Cantó-Santos Judith, Valls-Roca Laura, Tobías Ester, Oliva Clara, García-García Francesc Josep, Guitart-Mampel Mariona, Andújar-Sánchez Félix, Esteve-Codina Anna, Martín-Mur Beatriz, Padrosa Joan, Aránega Raquel, Moreno-Lozano Pedro J, Milisenda José César, Artuch Rafael, Grau-Junyent Josep M, Garrabou Glòria
Inherited Metabolic Disorders and Muscular Diseases Research Group, Institut d'Investigacions Biomèdiques August Pi i Sunyer (IDIBAPS) and Faculty of Medicine and Health Sciences, University of Barcelona, 08036 Barcelona, Spain.
Department of Internal Medicine, Hospital Clinic of Barcelona, 08036 Barcelona, Spain.
Antioxidants (Basel). 2023 Aug 19;12(8):1639. doi: 10.3390/antiox12081639.

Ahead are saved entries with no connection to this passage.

PR #3487, opened 2025-05-09
refactor token sorting

artursapek:
This completely changes how we sort tokens in `TokenList.tsx`, to use preference scores depending on the token's characteristics. It also improves token search.

### DIFF
--- a/wormhole-connect/src/routes/sdkv2/route.ts
+++ b/wormhole-connect/src/routes/sdkv2/route.ts
@@ -80,9 +80,9 @@ export class SDKv2Route {
 
     try {
       const supportedDestinationTokens = await this.supportedDestTokens(
-          sourceToken,
-          fromChain,
-          toChain,
+        sourceToken,
+        fromChain,
+        toChain,
       );
 
       return !!supportedDestinationTokens.find((tokenId) => {
@@ -108,6 +108,7 @@ export class SDKv2Route {
     const fromContext = await this.getV2ChainContext(fromChain);
     const toContext = await this.getV2ChainContext(toChain);
 
+    // TODO this is wrong... it should be filtering the output tokens...
     const isIlliquid = await this.isIlliquidDestToken(
       sourceToken,
       fromContext.context,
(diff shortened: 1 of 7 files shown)


wormhole-connect/src/views/v2/Bridge/index.tsx
```diff
@@ -308,19 +308,7 @@ const Bridge = () => {
           tokenList={sourceTokens}
           setChain={(value: Chain) => {
             selectFromChain(dispatch, value, sendingWallet);
-            // If there's a token on the new chain with the same symbol, select that
```
artursapek, line 311: this logic sucks and was causing the wrong token to be chosen when going between a chain with native gas NTT and another with just token bridge. it's not even necessary anymore to have this here.

wormhole-connect/src/views/v2/Bridge/AssetPicker/TokenList.tsx
```diff
@@ -141,7 +153,7 @@ const TokenList = (props: Props) => {
       config.network,
       props.selectedChainConfig.sdkName,
     );
-    if (usdcAddr) {
+    if (usdcAddr && !tokenSet.has(usdcAddr.toString())) {
```
artursapek: fixes dupe USDC oops

wormhole-connect/src/views/v2/Bridge/AssetPicker/TokenList.tsx
```diff
@@ -125,6 +125,19 @@ const TokenList = (props: Props) => {
       tokens.push(searchResult);
     }
 
+    // Add tokens that routes explicitly support, like token bridge, NTT
+    if (props.tokenList) {
+      for (const token of props.tokenList) {
+        if (
+          !isFrankensteinToken(token, props.selectedChainConfig.sdkName) &&
```
artursapek: filtering frankensteins here now, since the SDKv2 Route wrapped only filters on the source token (?) I think it's a bug but this adds a layer of protection on the output tokens

wormhole-connect/src/routes/sdkv2/route.ts
```diff
@@ -108,6 +108,7 @@ export class SDKv2Route {
     const fromContext = await this.getV2ChainContext(fromChain);
     const toContext = await this.getV2ChainContext(toChain);
 
+    // TODO this is wrong... it should be filtering the output tokens...
```
artursapek, line 111: doesnt need to be investigated right now but I think this code is weird. would like to discuss with KP

emreboga (approved):

wormhole-connect/src/utils/AsyncCache.ts
```diff
@@ -31,20 +31,20 @@ export class AsyncCache<T> {
       console.debug('[Cache Debug] Cache MISS - initiating new request');
       pendingRequest = fetchFn()
         .then((result) => {
-          this.cache.set(cacheKey, {
```
artursapek, line 34: linter did this idfk

DBosley (approved):
Approved... But what's with that bundle size?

Inclusion body myositis (IBM) is an acquired inflammatory myopathy affecting proximal and distal muscles that leads to weakness in patients over 50. It is diagnosed based on clinical and histological findings in muscle related to inflammation, degeneration, and mitochondria. In relation to IBM, a shortage of validated disease models and a lack of biomarkers and effective treatments constitute an unmet medical need. To overcome these hurdles, we performed an omics analysis of multiple samples from IBM patients (saliva, fibroblasts, urine, plasma, and muscle) to gain insight into the pathophysiology of IBM. Degeneration was evident due to the presence of amyloid β peptide 1-42 (Aβ1-42) in the saliva of the analyzed IBM patients. The presence of metabolic disarrangements in IBM was indicated by an imbalanced organic acid profile in fibroblasts and urine. Specifically, abnormal levels of L-pyroglutamic and orotic acid were supported by the abnormal expression of related metabolites in plasma and urine (glutathione and pyrimidines) and the aberrant expression of upstream gene regulators (L2HGDH, IDH2, OPLAH, and ASL) in muscle. Combined levels of L-pyroglutamic and orotic acid displayed an outstanding biomarker signature in urine with 100% sensitivity and specificity. The confirmation of systemic metabolic disarrangements in IBM and the identification of novel biomarkers reported herein unveil novel insights that require validation in larger cohorts.
包涵体肌炎(IBM)是一种获得性炎性肌病,影响近端和远端肌肉,导致50岁以上患者出现肌无力。它是根据肌肉中与炎症、变性和线粒体相关的临床和组织学发现来诊断的。关于IBM,缺乏经过验证的疾病模型、生物标志物和有效治疗方法构成了未满足的医疗需求。为了克服这些障碍,我们对IBM患者的多个样本(唾液、成纤维细胞、尿液、血浆和肌肉)进行了组学分析,以深入了解IBM的病理生理学。在所分析的IBM患者的唾液中存在淀粉样β肽1-42(Aβ1-42),表明存在变性。成纤维细胞和尿液中有机酸谱失衡表明IBM存在代谢紊乱。具体而言,血浆和尿液中相关代谢物(谷胱甘肽和嘧啶)的异常表达以及肌肉中上游基因调节因子(L2HGDH、IDH2、OPLAH和ASL)的异常表达支持了L-焦谷氨酸和乳清酸水平的异常。L-焦谷氨酸和乳清酸的联合水平在尿液中显示出出色的生物标志物特征,敏感性和特异性均为100%。本文报道的IBM全身代谢紊乱的证实和新型生物标志物的鉴定揭示了需要在更大队列中进行验证的新见解。